Task goal: The entries below should be transcribed exactly, every one of them.

Provided information:
%%
PR #1212, opened 2023-10-25
fix(filters): do not split commas inside valid Regexp

### LINKED ISSUE #1241: Regex filter including commas not working as expected
**Version**
1.33.0

**Describe the bug**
%%
Answer to this problem:
PR #1212, opened 2023-10-25
fix(filters): do not split commas inside valid Regexp

### LINKED ISSUE #1241: Regex filter including commas not working as expected
**Version**
1.33.0

**Describe the bug**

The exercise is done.